FERC Issues New Rule to Promote Electric Storage Resources, like Battery Technology
- Final Rule to Eliminate Barriers to Electric Storage Resources
On February 15th, the Federal Energy Regulatory Commission (FERC) issued a final rule to support electric storage resources (like lithium-ion batteries or pumped-storage hydroelectricity) and their continued growth in regional electricity markets. This new rule directs all regional grid operators (RTOs/ISOs) to create a new “participation model” for electric storage resources. To do so, RTOs/ISOs must revise tariffs to ensure that participating electric storage resources may provide all energy, capacity, and ancillary services the resource is capable of providing, may be dispatched, and may set the market-clearing price as both a seller and a buyer. The new participation model must also account for physical and operational characteristics of electric storage resources, must set a minimum size requirement for participants not exceeding 100 kW, and mandates that purchases on the wholesale electricity market for the purposes of storage and resell into that same market must be at the wholesale locational marginal price (LMP).
The new final rule eliminates these existing market barriers for electric storage resources, which exist in the first place because such technology is just recently becoming important. RTOs/ISOs write general rules for market participation and otherwise write more granular market participation rules when operational characteristics of a particular technology call for it. This final rule calls for such distinct tariff provisions, which will ultimately lead to the final product of a new participation model these resources.

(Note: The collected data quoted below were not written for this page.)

PR #20210, opened 2018-03-10
DOC: update the Index.get_level_values docstring

bkil-syslogng:
an unrelated PR):

```
################## Docstring (pandas.Index.get_level_values)  ##################

Return an Index of values for requested level.

Return an Index of values for requested level, equal to the length
of the index.

Parameters
----------
level : int or str
    It is either the integer position of the level in the
    MultiIndex, or the `name` of the level.
    If given as an integer, it must be between 0 and the
    number of levels.

Returns
-------
values : Index
    `self`, as there is only one level in the Index.

See also
---------
pandas.MultiIndex.get_level_values : get values for a level of a
                                     MultiIndex

Notes
---------
For `Index`, level should be 0, since there are no multiple levels.

Examples
---------

Create an Index:

>>> idx = pd.Index(list('abc'))

Get level value by supplying level as integer:

>>> idx.get_level_values(0)
Index(['a', 'b', 'c'], dtype='object')

Create a MultiIndex:

>>> mi = pd.MultiIndex.from_arrays((list('abc'), list('def')))
>>> mi.names = ['level_1', 'level_2']

Get level values by supplying level as name:

>>> mi.get_level_values('level_2')
Index(['d', 'e', 'f'], dtype='object', name='level_2')

Docstring for "pandas.Index.get_level_values" correct. :)
```


pandas/core/indexes/base.py
```diff
@@ -2788,26 +2788,55 @@ def set_value(self, arr, key, value):
...
         Return an Index of values for requested level, equal to the length
         of the index.
 
         Parameters
         ----------
         level : int or str
-            ``level`` is either the integer position of the level in the
-            MultiIndex, or the name of the level.
+            It is either the integer position of the level in the
+            MultiIndex, or the `name` of the level.
```
TomAugspurger: Don't think name has to be in backticks, since it isn't a parameter

pandas/core/indexes/base.py
```diff
@@ -2788,26 +2788,55 @@ def set_value(self, arr, key, value):
...
+            If given as an integer, it must be between 0 and the
+            number of levels.
```
TomAugspurger: Number of levels - 1?

pandas/core/indexes/base.py
```diff
@@ -2788,26 +2788,55 @@ def set_value(self, arr, key, value):
...
-        """
 
+        Notes
+        ---------
+        For `Index`, level should be 0, since there are no multiple levels.
+
+        Examples
+        ---------
+
+        Create an Index:
```
TomAugspurger: Probalby don't need this line. I'd remove it and add a line showing `idx`

pandas/core/indexes/base.py
```diff
@@ -2788,26 +2788,55 @@ def set_value(self, arr, key, value):
 
     def _get_level_values(self, level):
         """
+        Return an Index of values for requested level.
```
joaoavf: Return an Index of values for requested level. --> Return an Index of values for requested level, specially useful for MultiIndex.

It is important to make it clear somehow that this is most useful when dealing with a MultiIndex.

pandas/core/indexes/base.py
```diff
@@ -2788,26 +2788,55 @@ def set_value(self, arr, key, value):
...
+        >>> idx = pd.Index(list('abc'))
+
+        Get level value by supplying level as integer:
+
+        >>> idx.get_level_values(0)
+        Index(['a', 'b', 'c'], dtype='object')
+
+        Create a MultiIndex:
+
+        >>> mi = pd.MultiIndex.from_arrays((list('abc'), list('def')))
```
TomAugspurger: can pass `names=` to `from_arrays`

pandas/core/indexes/base.py
```diff
@@ -2788,26 +2788,55 @@ def set_value(self, arr, key, value):
 
     def _get_level_values(self, level):
         """
+        Return an Index of values for requested level.
+
         Return an Index of values for requested level, equal to the length
```
TomAugspurger: I would add that this is mainly for compatibility with MultiIndex.

pandas/core/indexes/base.py
TomAugspurger: Since MultiIndex has its own docstring, you probably don't have to reference it here.

TomAugspurger:
Reading through this, it may make sense to say that this isn't very useful for non-MultiIndex indexes. A small example should be OK, but the most important bit is the See Also to MultiIndex.get_level_values.

joaoavf (commented):
Very good, I would just make it clear in the summary and extended summary that this method is specially useful to deal with MultiIndex.

pandas/core/indexes/base.py
bkil-syslogng: Although line wrapping would be needed and this case and it would still end up in two lines, which isn't as nice in my opinion. Although I'll change it as you've requested.

pandas/core/indexes/base.py
```diff
@@ -2788,26 +2788,55 @@ def set_value(self, arr, key, value):
...
 
         See also
         ---------
         pandas.MultiIndex.get_level_values : get values for a level of a
                                              MultiIndex
-        """
 
+        Notes
+        ---------
+        For `Index`, level should be 0, since there are no multiple levels.
```
jreback: no backticks

pandas/core/indexes/base.py
```diff
@@ -2788,26 +2788,55 @@ def set_value(self, arr, key, value):
...
+
+        Examples
+        ---------
+
+        Create an Index:
+
+        >>> idx = pd.Index(list('abc'))
+
```
jreback: I wouldn't bother show this for an Index.

jreback (changes requested):

pandas/core/indexes/base.py
bkil-syslogng: Please elaborate what kind of change you would like to us to make. MultiIndex already mentions the other example. In our view, working on an Index is also useful to see for users somewhere, and this would be a proper place for it.

bkil-syslogng:
Most of the notes have been addressed and force pushed.

pandas/core/indexes/base.py
```diff
@@ -2788,26 +2788,45 @@ def set_value(self, arr, key, value):
 
     def _get_level_values(self, level):
         """
+        Return an Index of values for requested level, specially useful for
```
jreback: need to be 1 line. you can remove after the comma.

pandas/core/indexes/base.py
```diff
@@ -2788,26 +2788,45 @@ def set_value(self, arr, key, value):
...
+            `self`, as there is only one level in the Index.
 
         See also
         ---------
         pandas.MultiIndex.get_level_values : get values for a level of a
                                              MultiIndex
-        """
 
+        Notes
+        ---------
```
jreback: make the same length as Notes

jreback (changes requested):

pandas/core/indexes/base.py
```diff
@@ -2788,26 +2788,45 @@ def set_value(self, arr, key, value):
 
     def _get_level_values(self, level):
         """
+        Return an Index of values for requested level, specially useful for
+        MultiIndex.
+
         Return an Index of values for requested level, equal to the length
```
TomAugspurger: This is pretty repetitive with the summary. I think just the bit about MultiIndex is useful.

    The is primarily useful to get an individual level of values from a MultiIndex,
    but is provided on Index as well for compatability.

pandas/core/indexes/base.py
```diff
@@ -2788,26 +2788,45 @@ def set_value(self, arr, key, value):
...
-        of the index.
+        of the index. This is mainly useful for MultiIndex.
 
         Parameters
         ----------
         level : int or str
-            ``level`` is either the integer position of the level in the
-            MultiIndex, or the name of the level.
+            It is either the integer position or the name of the level.
+            If given as an integer, it must be between 0 and the
```
TomAugspurger: Ah this isn't quite right. Negative indices are accepted as well. Probably OK to just remove the second sentence, as to most Python programmers, "integer position" is clear enough.

pandas/core/indexes/base.py
```diff
@@ -2788,26 +2788,45 @@ def set_value(self, arr, key, value):
...
+        For Index, level should be 0, since there are no multiple levels.
+
+        Examples
+        ---------
+
+        >>> idx = pd.Index(list('abc'))
+        >>> idx
+        Index(['a', 'b', 'c'], dtype='object')
+
+        Get level value by supplying level as integer:
```
TomAugspurger: backtick around \`level`. Add "an" between "as integer"

jorisvandenbossche:
@bkil-syslogng Do you have time to update the PR based on the last comments?

jorisvandenbossche:
Rebased and added final fixes.

@bkil-syslogng Thanks!

PR #20211, opened 2018-03-10
DOC: update the pd.Index.contains docstring

dajcs:
an unrelated PR):

```

###################### Docstring (pandas.Index.contains)  ######################

Return a boolean if key is in the index.

This function returns True if key is in the index and
returns False if key is not in index.

Parameters
----------
key : immutable object
    Key to be searched.

Returns
-------
bool
    Result of the key search.

Notes
-----
    CategoricalIndex is a sub-class of Index.

Examples
--------
>>> pd.CategoricalIndex([2000, 2001, 2012]).contains(2001)
True
>>> pd.CategoricalIndex([2000, 2001, 2012]).contains(2222)
False

Errors found:
        See Also section not found
```

explicitly.

See Also missing because we haven't found similar functions

- [ ] closes #xxxx
- [ ] tests added / passed
- [ ] whatsnew entry

### DIFF
--- a/pandas/core/indexes/base.py
+++ b/pandas/core/indexes/base.py
@@ -1832,15 +1832,31 @@ class Index(IndexOpsMixin, PandasObject):
             return False
 
     _index_shared_docs['contains'] = """
-        return a boolean if this key is IN the index
+        Return a boolean if key is in the index.
+
+        This function returns True if key is in the index and
+        returns False if key is not in index.
 
         Parameters
         ----------
-        key : object
+        key : immutable object
+            Key to be searched.
 
         Returns
         -------
-        boolean
+        bool
+            Result of the key search.
+
+        Notes
+        -----
+            CategoricalIndex is a sub-class of Index.
+
+        Examples
+        --------
+        >>> pd.CategoricalIndex([2000, 2001, 2012]).contains(2001)
+        True
+        >>> pd.CategoricalIndex([2000, 2001, 2012]).contains(2222)
+        False
         """
 
     @Appender(_index_shared_docs['contains'] % _index_doc_kwargs)


pandas/core/indexes/base.py
```diff
@@ -1832,15 +1832,31 @@ def __contains__(self, key):
             return False
 
     _index_shared_docs['contains'] = """
-        return a boolean if this key is IN the index
+        Return a boolean if key is in the index.
+
+        This function returns True if key is in the index and
```
TomAugspurger: I think this extended summary can be removed.

pandas/core/indexes/base.py
```diff
@@ -1832,15 +1832,31 @@ def __contains__(self, key):
...
+        returns False if key is not in index.
 
         Parameters
         ----------
-        key : object
+        key : immutable object
```
TomAugspurger: can remove `immutable`, it could be anything.

pandas/core/indexes/base.py
```diff
@@ -1832,15 +1832,31 @@ def __contains__(self, key):
...
 
         Returns
         -------
-        boolean
+        bool
+            Result of the key search.
+
+        Notes
+        -----
+            CategoricalIndex is a sub-class of Index.
```
TomAugspurger: Don't think you need this Notes section.

TomAugspurger: Could you add a See Also with Index.isin

pandas/core/indexes/base.py
```diff
@@ -1832,15 +1832,31 @@ def __contains__(self, key):
...
+
+        Examples
+        --------
+        >>> pd.CategoricalIndex([2000, 2001, 2012]).contains(2001)
```
TomAugspurger: Best to just use a regular Index here, not a CategoricalIndex.

pandas/core/indexes/base.py
dajcs: can't be anything:
pd.CategoricalIndex([2000, 2001, 2012]).contains([1,2])
TypeError: unhashable type: 'list'

pandas/core/indexes/base.py
dajcs: pd.Index.contains and pd.CategoricalIndex.contains have shared documentation 
and a CategoricalIndex example is valid for Index but not the other way around since CategoricalIndex is a sub-class of Index

pandas/core/indexes/base.py
dajcs: this note is because of shared documentation between Index and CategoricalIndex

pandas/core/indexes/base.py
jreback: yeah for this particular case I would separate the doc-strings, IOW 1 more Index and a separate one for CategoricalIndex. Can use a shared doc if that works (with templates)

jreback (changes requested):

jorisvandenbossche:
@dajcs do you have time to update the PR based on the feedback?

Tanya-Jain:
I am working to update this PR in accordance with the reviews made to it and match it to the Pandas docstring standards.

datapythonista:
Superseded by #23100 and 23107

Overall, the heart of FERC’s new final rule is to direct the RTO/ISOs to allow electric storage resources to provide any and all services they are technically able to provide to the grid.
This includes promoting electric storage resources’ technical abilities to provide capacity, energy and ancillary services concurrently, provide blackstart, primary frequency response, and reactive power services, or even the ability to de-rate total electric capacity in order to increase run-time requirements to meet capacity market standards. The RTO/ISO, Midcontinent Independent System Operator (MISO), pointed to an example where their general market rules have failed to accommodate electric storage resources’ operational characteristics properly: bid parameters to sell electricity into the market (for services other than frequency regulation) and rules for purchasing energy from MISO are unclear and confusing.
2. FERC Authority to Promulgate this Rule
FERC promulgated this electric storage participation rule pursuant to its authority under section 206 of the Federal Power Act (FPA). FERC is required to ensure just and reasonable rates and otherwise prohibit unduly discriminatory or preferential treatment. Because FERC determined the RTO/ISOs’ current market barriers to electric storage resources are unjust and unreasonable, FERC’s passage of this rule represented a legal obligation.
FERC typically ensures just and reasonable rates through competitive market remedies. Here, the market barriers to electric storage resources restricted competition, which in turn led to inefficiency. Consequently, purchases within the RTO/ISO markets were distorted, and resources were dispatched in a more non-optimal, expensive manner. Once the RTO/ISOs implement the final rule to better value electric storage resources, resources will be dispatched more efficiently and rates will be considered just and reasonable on this issue.
3. FERC Schedules Technical Conference to Address DER Aggregations
In the original Notice of Proposed Rulemaking (NOPR), FERC proposed addressing aggregated Distributed Energy Resources (DERs). DER includes rooftop solar, storage, diesel generators, or even Nest thermostats. They are just what they sound like: energy resources that are distributed across the nation, providing services at the point of consumption, as opposed to a centralized nuclear plant owned by a big utility company, for example. Aggregated DERs are the same thing; but either a third party or a utility bundles a multitude of DERs together into one single resource. For a simplified example, imagine within a neighborhood, five-hundred households each have rooftop solar. A third party can come in and aggregate all those resources, take all excess and unused energy, and bid into wholesale markets to sell that power as if a single giant solar farm produced it. Of course, aggregating Nest thermostat services or batteries would provide different values (e.g., a utility has control of all residential batteries and then, when the grid is using peak electricity, the utility turns on all residential batteries so those households no longer add extra stress on the high-demand grid).
Instead of addressing the issue of DER aggregations in this particular rule, FERC ordered a Technical Conference to be scheduled for April 10-11 in order to explore the issues more broadly. Topics to be discussed include how to integrate DER aggregations economically, state and local regulators’ perspectives, avoiding double payments for DER aggregators, the availability of data for DER installations, how to model DER’s planning and operation effects properly, and coordination among DER aggregators, the RTO/ISOs, and the relevant utility. FERC Staff issued a report, DER: Technical Consideration for the Bulk Power System, the same day as the final rule. The Staff Report discusses what DERs are, how they affect grid reliability, and a multitude of studies and models that assess DERs various benefits and impacts.